I wished she was not quite so accommodating; but while I looked at her I saw there was a change in her face: there was a purpose in it, a firmness, a sort of upper-hand look as though she did not mean that I, Dumps, should have my own way about everything. She asked me what I had bought for myself, and I said nothing particular, except a few ribbons and things like that.

“They ought to be bought last of all,” she said, “but of course you don’t quite understand this time.”

“Oh!” I said.

“You want a quiet, plain dress; let me recommend you to get it the first thing to-morrow morning. Peter Robinson has some very nice dresses for young girls; and Evans, just a little farther down Oxford Street, has perhaps even smarter costumes. You ought to get a very nice dress for about four guineas. It would be wrong to spend more. A warm coat and a nice short skirt would be the thing. Shall we go to-morrow morning to Evans’s?”

“No, thank you,” I replied.

“But, my dear child, you want a dress. Well, perhaps you will get one of the girls to go with you.”

“I would rather,” I replied. I gathered up all my parcels in my arms and prepared to leave the room.

“Just as you like, dear; but remember we go on the 24th to Hedgerow House.”

“On the 24th; yes, step-mother, thank you.”

I went upstairs.

Part 2, Chapter III

Christmas in the Country

After all, Christmas Eve was jolly. You may cherish a feud against the most innocent and good-natured person in the world with all your might and main; but unless you are specially wicked you cannot bring it into prominence when every one else around you is in the best of good spirits.

It was altogether a very merry party which started off by train from Liverpool Street en route for Hedgerow House. We seemed to have left cares of every sort behind us. The boys were absolutely unruly in their mirth. As to father, he elected to go in a smoking carriage. This was a very keen disappointment to Augusta. I saw her start from her seat as though she would accompany him; but not being invited – indeed, the Professor did not even see her – she sank back again and solaced herself by eating chocolates and reading a German book the whole way down.
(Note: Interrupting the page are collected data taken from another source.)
PR #777, opened 2022-10-13
High filter value count

### LINKED ISSUE #717: oddly data loading error appears - only for this specific configuration
**Describe the bug**
oddly a data loading error appears - but only for this specific configuration...

**To Reproduce**
1. Go to https://test.visualize.admin.ch/create/new?from=fqheWcBWiQ3z&dataSource=Int
2. see error

or also reproducible by
1. Go to https://test.visualize.admin.ch/create/new?cube=https://environment.ld.admin.ch/foen/fab_hierarchy_test12_switzerland_canton_municipality/3
2. Goto 'color'
3. Select 'BFSIdentifier'

**Expected behavior**
bar chart colorized by 'BFSIdentifier'

**Screenshots**
image

 - Visualize environment and version: TEST 3.8.0
 - Browser and version [e.g. Chrome 95]

**Additional context**
bar chart (single color), map, table, etc. works fine.

cc @fabiancretton

### LINKED ISSUE #722: map doesn't load
**Describe the bug**
map doesn't load

**To Reproduce**
1. Go to https://test.visualize.admin.ch/v/SUlonFeYMavu?dataSource=Int
2. See map doesn't load

**Expected behavior**
Show map as for same dataset w/o hierarchy (https://test.visualize.admin.ch/v/oUxguf5fe1z5?dataSource=Int)

**Screenshots**
image

 - Visualize environment and version: TEST v3.8.0
 - Browser and version [e.g. Chrome 95]

ptbrowne:
When a filter had too much values in it, the HTTP query to Stardog
would fail due to a too large HTTPPayload (since the filter values
were inside the query).

Now if a filter has too much values, the filtering on our end. Too much here is > 100.

We will fetch more data from SPARQL, but I do not see another way.

Presumably, when we have more than 100 values in a filter, from a user
point of view, we want more values *in* than *out*, so hopefully the
number of values  from the SPARQL result that will not be used, will be low.

### How to test

- Use a dataset with a high number of values inside a filter (for example, this dataset with the population for each cantons of Zurich: `/en/browse/dataset/https%3A%2F%2Fenvironment.ld.admin.ch%2Ffoen%2Ffab_hierarchy_test13_switzerland_canton_municipality%2F3?dataSource=Int`)
- See if map is correctly displayed

Fix #722 
Fix #717

### DIFF
--- a/app/rdf/queries.ts
+++ b/app/rdf/queries.ts
@@ -397,15 +397,13 @@ export const getCubeObservations = async ({
 }> => {
   const cubeView = View.fromCube(cube);
 
-  /**
-   * Add labels to named dimensions
-   */
-  const allCubeDimensions = await getCubeDimensions({
+  const allResolvedDimensions = await getCubeDimensions({
     cube,
     locale,
     sparqlClient,
   });
-  const cubeDimensions = allCubeDimensions.filter((d) =>
+
+  const cubeDimensions = allResolvedDimensions.filter((d) =>
     dimensions ? dimensions.includes(d.data.iri) : true
   );
 
--- a/app/rdf/queries.ts
+++ b/app/rdf/queries.ts
@@ -19,6 +19,7 @@ import { Filters } from "../configurator";
 import {
   DimensionValue,
   Observation,
+  ObservationValue,
   parseObservationValue,
   shouldValuesBeLoadedForResolvedDimension,
 } from "../domain/data";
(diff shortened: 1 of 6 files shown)


app/graphql/context.tsx
```diff
@@ -69,6 +69,18 @@ const createContextContent = async ({
...
+  //   (t, ...args: Parameters<typeof sparqlClientStream.query.select>) => {
+  //     console.log("select on sparql client stream", args[0]);
+  //     ctx.queries.push({
+  //       startTime: t.start,
+  //       endTime: t.end,
+  //       text: args[0],
+  //     });
+  //   }
+  // );
+
```
bprusinowski, line 83: 👓

bprusinowski (approved):
LGTM! I like the refactors on the RDF side 👌

ptbrowne:
Cool. For information: we had discussed about splitting the filters and making multiple SPARQL queries to fetch the results, but I thought that it would not work if several high cardinality filters were present since we would not know which "intersection" of those filters would return results. This is why I applied the filtering server side.

cc @l00mi, I am interested to know if you have any thoughts on this subject, and if you have a better idea for making high cardinality filters work.

PR #780, opened 2022-10-14
Add latest update date to chart footnotes

### LINKED ISSUE #759: Show the date of the latest data update on chart
- Design: See if it makes sense to have an info panel, with this information + values & dimension description
- Development: 1st add the information in the footnotes, then see if we need to make an info panel

ptbrowne:
Chart update in footnotes

Show when the data for the current chart has been updated.
Fix #759

### DIFF
--- a/app/components/chart-footnotes.tsx
+++ b/app/components/chart-footnotes.tsx
@@ -108,7 +108,7 @@ export const ChartFootnotes = ({
       dataCubeByIri.dateModified
         ? t({
             id: "dataset.metadata.date.footnotes.updated",
-            message: `, latest update: ${formatLocale.format("%x %X")(
+            message: `, latest update: ${formatLocale.format("%x %H:%M")(
               new Date(dataCubeByIri.dateModified)
             )}`,
           })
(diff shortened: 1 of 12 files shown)


app/components/chart-footnotes.tsx
```diff
@@ -95,28 +96,40 @@ export const ChartFootnotes = ({
...
   }, [locale, data?.dataCubeByIri]);
 
   if (data?.dataCubeByIri) {
     const { dataCubeByIri } = data;
 
+    const titleContent = `${dataCubeByIri.title}${
+      dataCubeByIri.dateModified
+        ? t({
+            id: "dataset.metadata.date.footnotes.updated",
+            message: `, latest update: ${formatLocale.format("%x %X")(
```
bprusinowski, line 111: TIL about `%x` time formats 📆

bprusinowski (approved):
LGTM :)

app/components/chart-footnotes.tsx
ptbrowne: I changed the %X to %H:%M otherwise we have seconds in the output and this does not seem helpful. There is no equivalent of %X without seconds https://github.com/d3/d3-time-format/issues/34.

PR #785, opened 2022-10-18
Bold footnotes label

ptbrowne:
- feat: Use bold for footnotes labels, and use swiss date format

I used a translation string for the colon since in French, there is a space before the colon.

Fixes https://github.com/orgs/visualize-admin/projects/1/views/18


bprusinowski (approved):
👌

“Don’t you ever want to watch the scenery?” said Von Marlo in his slow Dutch fashion.

“Yes, when it is worth looking at,” she responded. She glanced at him. “You are a foreigner?”

“Yes, a Dutchman.”

“I don’t approve of Dutchmen.”

She lapsed back into her German. Von Marlo thought it well to change his seat. He came nearer to me.

Oh, I forgot to say that Hannah was also of the party. Now, she had not wished to come; she had objected very strongly; but my step-mother, there was no doubt, was beginning to win Hannah over. Hannah came to my room that very morning when I was dressing to go, and said, “Miss Dumps, I do hope you won’t take it amiss, but – ”

“Why, what is it, Hannah?” I asked.

“Well, I’m going too.”

“I’m very glad,” I said.

“’Tain’t that I like her a bit better than I did,” said Hannah – “not a bit. She’s a step-mother, and what’s a step-mother but a sort of person who is in league against the children of the first wife? I’ve sworn to be a friend to the first wife’s children. Didn’t the poor lady come to visit me in a dream the very night I heard of your pa’s marriage, and didn’t I promise that I’d never leave you? And didn’t she come again last night in another dream and tell me to go down to Hedgerow House – not for my own enjoyment, but to be close to you, Miss Dumps, and the two dear boys? So I’m going. Those new servants can look after this place. ’Tain’t what it was.”

“Indeed it isn’t, Hannah. I am very glad you are going with us. And to be honest, Hannah, isn’t it now, frankly, very much nicer than it was?”

“Not to my way of thinking,” said Hannah. “The house now is at that work what I ’ates.”

“The house?” I said. “What is the poor house doing?”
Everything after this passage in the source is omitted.